H. The Definition of "Gift." Although comprehensive in many respects, including what may
be provided to the donee directly, indirectly, or through another, the definition of "gift" (FS 112.312(12))
contains several important exceptions. Since the definition is uniformly applicable to the prohibitions and
disclosures, this has the effect of exempting transactions within an exception to the definition of gift (e.g.,
gifts from relatives, items received in exchange for equal or greater consideration) from being prohibited or
subject to disclosure. (As the definition contains a long list of examples of what is a gift and what is not, it
is not quoted here; only major concepts and exceptions are reviewed.)

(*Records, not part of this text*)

PR #5025, opened 2019-05-14
Bug 1551359 - Fill cards with longer excerpts for shorter titles

Mardak:
r?@gvn or @punamdahiya This doesn't change over all uses of the existing CSS mixin, e.g., hero, so I left that untouched as we'll need some JS to dynamically set clamping anyway.

Before card:
Screen Shot 2019-05-13 at 4 48 23 PM

Before list:
Screen Shot 2019-05-13 at 4 47 49 PM

After card:
Screen Shot 2019-05-13 at 4 48 54 PM

After list:
Screen Shot 2019-05-13 at 4 49 16 PM


Mardak:
Wolasi says to use all but one line for the title, so up to 5 lines of title and 1 for excerpt for the 6-line cards.

content-src/lib/clamp-title-excerpt.js
```diff
@@ -0,0 +1,30 @@
...
+ * how many lines the title can be and how many total lines with the excerpt.
+ */
+export function clampTitleExcerpt(title) {
+  if (title) {
+    // Make sure we have enough data to even clamp lines
+    const excerpt = title.nextSibling;
+    const {titleLines, totalLines} = title.dataset;
+    if (excerpt && titleLines && totalLines) {
+      // Set the appropriate clamp for excerpt if title uses fewer lines
+      const lineHeight = global.getComputedStyle(title).lineHeight.slice(0, -2);
```
gvn: Seems like `parseInt` would be more bulletproof and self-documenting than slicing characters?

content-src/lib/clamp-title-excerpt.js
```diff
@@ -0,0 +1,30 @@
...
+      const lines = title.clientHeight / lineHeight;
+      if (lines < titleLines) {
+        const clamp = totalLines - lines;
+        excerpt.style.webkitLineClamp = `${clamp}`;
+
+        // Override the CSS to allow larger-than-default clamp
+        excerpt.style.maxHeight = "unset";
+
+        return clamp;
```
gvn: Is this essentially just for automated test purposes at this point?

content-src/components/DiscoveryStreamComponents/List/List.jsx
```diff
@@ -44,7 +45,10 @@ export class ListItem extends React.PureComponent {
           url={this.props.url}>
           <div className="ds-list-item-text">
             <div>
-              <div className="ds-list-item-title">{this.props.title}</div>
+              <div className="ds-list-item-title"
+                data-title-lines="2"
+                data-total-lines="4"
+                ref={clampTitleExcerpt}>{this.props.title}</div>
```
gvn: It might be clearer to put the `ref` on a parent wrapper since you're implicitly operating on the next sibling as well, but not absolutely necessary.

content-src/lib/clamp-title-excerpt.js
Mardak: How did you want to pass the string in to parseInt? A number with "px" results in `NaN`

content-src/components/DiscoveryStreamComponents/List/List.jsx
Mardak: As in have the ref callback iterate through its children to find which ones to clamp?

content-src/lib/clamp-title-excerpt.js
gvn: That's odd. If I use the console and do something like `parseInt(getComputedStyle(document.querySelector('h1')).lineHeight)` it works.

Mardak: Hmm really odd. Pretty sure that's what I tried first but got `NaN` so then ended up with `slice`. I do see `parseInt("20px")` returning `20` so okay! I'll switch it

content-src/components/DiscoveryStreamComponents/List/List.jsx
gvn: Yeah, something like putting `data-total-lines` on the wrapper and then `data-lines` on the elements themselves perhaps. Just something more explicitly targeted...

content-src/lib/clamp-title-excerpt.js
gvn: I wonder if you might be hitting a race condition with the DOM. That was another concern I was going to raise separately because sometimes the DOM isn't fully ready when refs are linked, at least in regards to doing things like computed style measurements.

content-src/components/DiscoveryStreamComponents/List/List.jsx
Mardak: That seems reasonable. I suppose from the parent we can `querySelectorAll("[data-clamp]")`. Wolasi wants to have at least 1 line of excerpt which we can bake into the API to count the number of things that want clamping and do some math. And the last thing / excerpt doesn't need an explicit number as it's the thing getting excess lines.

content-src/lib/clamp-title-excerpt.js
Mardak: Yeah it was only added for testing, but I could probably just check for webkitLineClamp property instead.

Mardak:
Basically reimplemented everything to handle the desired "use up all lines for title except 1 for excerpt":
Screen Shot 2019-05-16 at 11 44 24 PM

Mardak:
Wolasi doesn't want it to fill up as many lines now.

Mardak:
Updated with wolasi's latest:
```
*Cards and Hero*
4 line max for title, 2 line minimum for excerpt (6 
Ines total)

*List with Excerpt*
3 line max fo excerpt (4 line total)
```
Screen Shot 2019-05-17 at 8 19 29 AM

PR #378, opened 2019-10-08
Add lease bindings to goal.

derbear:
This allows goal to send transactions with a given lease.

### DIFF
--- a/cmd/dispenser/server.go
+++ b/cmd/dispenser/server.go
@@ -189,7 +189,7 @@ func dispense(w http.ResponseWriter, r *http.Request) {
 		return
 	}
 
-	tx, err := c.SendPaymentFromUnencryptedWallet(cfg.Source, target, uint64(cfg.Fee), uint64(cfg.Amount), nil)
+	tx, err := c.SendPaymentFromUnencryptedWallet(cfg.Source, target, uint64(cfg.Fee), uint64(cfg.Amount), [32]byte{}, nil)
 	if err != nil {
 		http.Error(w, fmt.Sprintf("failed to dispense money - %v", err), http.StatusInternalServerError)
 		return
--- a/cmd/dispenser/server.go
+++ b/cmd/dispenser/server.go
@@ -189,7 +189,7 @@ func dispense(w http.ResponseWriter, r *http.Request) {
 		return
 	}
 
-	tx, err := c.SendPaymentFromUnencryptedWallet(cfg.Source, target, uint64(cfg.Fee), uint64(cfg.Amount), [32]byte{}, nil)
+	tx, err := c.SendPaymentFromUnencryptedWallet(cfg.Source, target, uint64(cfg.Fee), uint64(cfg.Amount), nil)
 	if err != nil {
 		http.Error(w, fmt.Sprintf("failed to dispense money - %v", err), http.StatusInternalServerError)
 		return
--- a/cmd/goal/clerk.go
+++ b/cmd/goal/clerk.go
@@ -45,6 +45,7 @@ var (
 	rejectsFilename string
 	noteBase64      string
 	noteText        string
+	lease           string
 	sign            bool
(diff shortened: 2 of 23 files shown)


cmd/dispenser/server.go
```diff
@@ -189,7 +189,7 @@ func dispense(w http.ResponseWriter, r *http.Request) {
 		return
 	}
 
-	tx, err := c.SendPaymentFromUnencryptedWallet(cfg.Source, target, uint64(cfg.Fee), uint64(cfg.Amount), nil)
+	tx, err := c.SendPaymentFromUnencryptedWallet(cfg.Source, target, uint64(cfg.Fee), uint64(cfg.Amount), [32]byte{}, nil)
```
EvanJRichard: do we foresee `32` ever changing? (as well as its use in error checking in `clerk.go`)
if "no" this is fine, if "yes" it's probably still fine

test/e2e-go/features/transactions/asset_test.go
```diff
@@ -539,6 +539,6 @@ func TestAssetSend(t *testing.T) {
 	_, err = helperFillSignBroadcast(client, wh, extra, tx, err)
 	a.NoError(err)
 
-	_, err = client.SendPaymentFromWallet(wh, nil, extra, "", 0, 0, nil, account0, 0, 0)
+	_, err = client.SendPaymentFromWallet(wh, nil, extra, "", 0, 0, nil, account0, [32]byte{}, 0, 0)
```
EvanJRichard: The fact that a caller that doesn't care about the `lease` has to supply `[32]byte{}` rather than `nil` seems to break existing patterns to me, but not a big deal.

cmd/goal/clerk.go
```diff
@@ -211,6 +213,17 @@ var sendCmd = &cobra.Command{
...
+		// Parse lease field
+		leaseBytesRaw, err := base64.StdEncoding.DecodeString(lease)
+		if err != nil {
+			reportErrorf(malformedLease, lease, err)
+		}
+		if len(leaseBytesRaw) != 32 {
+			reportErrorf(malformedLease, lease, fmt.Errorf("lease length %d != 32", len(leaseBytesRaw)))
+		}
+		var leaseBytes [32]byte
+		copy(leaseBytes[:], leaseBytesRaw)
```
tsachiherman: Given that the content of the `lease` variable is optional ( i.e. could be empty ), I think that you don't really want to fail here if the encoded size isn't 32 bytes long.
I think that only the expect tests overs this functionality.

test/e2e-go/features/transactions/asset_test.go
tsachiherman: I think that we should be able to pass nil into a []byte{} array. not so sure about a [32]byte{} array.

tsachiherman: (i.e. it would work for slice, but I'm not sure about an array )

cmd/dispenser/server.go
derbear: Hmm, probably in protocol upgrades only. Yeah, I'm considering having a typedef for it so that `32` can change all at once. Might go ahead and do this.

test/e2e-go/features/transactions/asset_test.go
derbear: Sounds good--are you thinking it's better to have `SendPaymentFromWallet` and `SendPaymentFromWalletWithLease`?

cmd/goal/clerk.go
derbear: Ah, you're right--the field will be empty if not set. Forgot about this--I'll go fix it.

test/e2e-go/features/transactions/asset_test.go
derbear: Just read your top-level comment--sounds good.

PR #383, opened 2019-10-14
linux/arm won't get updated via updater tool

tsachiherman:
## Summary

linux/arm won't bet updated via updater tool.
The wrong package was downloaded ( arm64 instead of arm ), which prevents us from running the deployed node ( obviously ).

## Test Plan

Deploy the fix. Iteratively attempt to update.

### DIFF
--- a/util/s3/s3Helper.go
+++ b/util/s3/s3Helper.go
@@ -253,7 +253,7 @@ func (helper *Helper) UploadFiles(subFolder string, files []string) error {
 func (helper *Helper) GetPackageVersion(channel string, pkg string, specificVersion uint64) (maxVersion uint64, maxVersionName string, err error) {
 	osName := runtime.GOOS
 	arch := runtime.GOARCH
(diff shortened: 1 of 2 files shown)


util/s3/s3Helper.go
```diff
@@ -253,7 +253,7 @@ func (helper *Helper) UploadFiles(subFolder string, files []string) error {
 func (helper *Helper) GetPackageVersion(channel string, pkg string, specificVersion uint64) (maxVersion uint64, maxVersionName string, err error) {
 	osName := runtime.GOOS
 	arch := runtime.GOARCH
-	prefix := fmt.Sprintf("%s_%s_%s-%s", pkg, channel, osName, arch)
+	prefix := fmt.Sprintf("%s_%s_%s-%s_", pkg, channel, osName, arch)
```
tsachiherman: This would make sure that no arm64 packages are being picked on a arm system.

1. Included in the definition are several items that might not normally be considered
a gift. These include the use of real or personal (tangible and intangible) or real property; a preferential
rate or terms on a debt, loan, goods, or services, which rate is not a government rate or available to
similarly situated members of the general public by virtue of certain private attributes; transportation (other
than transportation provided by an agency in relation to officially approved governmental business),
lodging, and parking; personal and professional services; and any other service or thing having an
attributable value.
2. If equal or greater consideration is given (within 90 days of receipt of the gift), it
is not a gift; "consideration" does not include a promise to pay or otherwise provide something of value
unless the promise is in writing and enforceable through the courts. F.S. 112.312(12)(a) and
112.312(12)(d). Based upon this concept, the Commission's rule specifies that salary, benefits, services,
fees, or other expenses (including travel expenses when a public purpose for the travel exists) received by a
RIPE from his or her public agency do not constitute gifts. However, services rendered by the RIPE on
behalf of the RIPE's agency by use of official position do not count as consideration for a gift from a
person or entity other than the agency. The rule provides that substantiating equal or greater consideration
is the responsibility of the donee. CEO 01-13. This can be done by providing information demonstrating
the fair market value of items of merchandise, supplies, raw materials, or finished goods provided by the
donee to the donor. In the case of personal labor or effort for the benefit of the donor, the length of time,
value of the service provided, and whether others providing similar services for the donor received a
comparable gift will be reviewed by the Commission. Rule 210. CEO 01-13.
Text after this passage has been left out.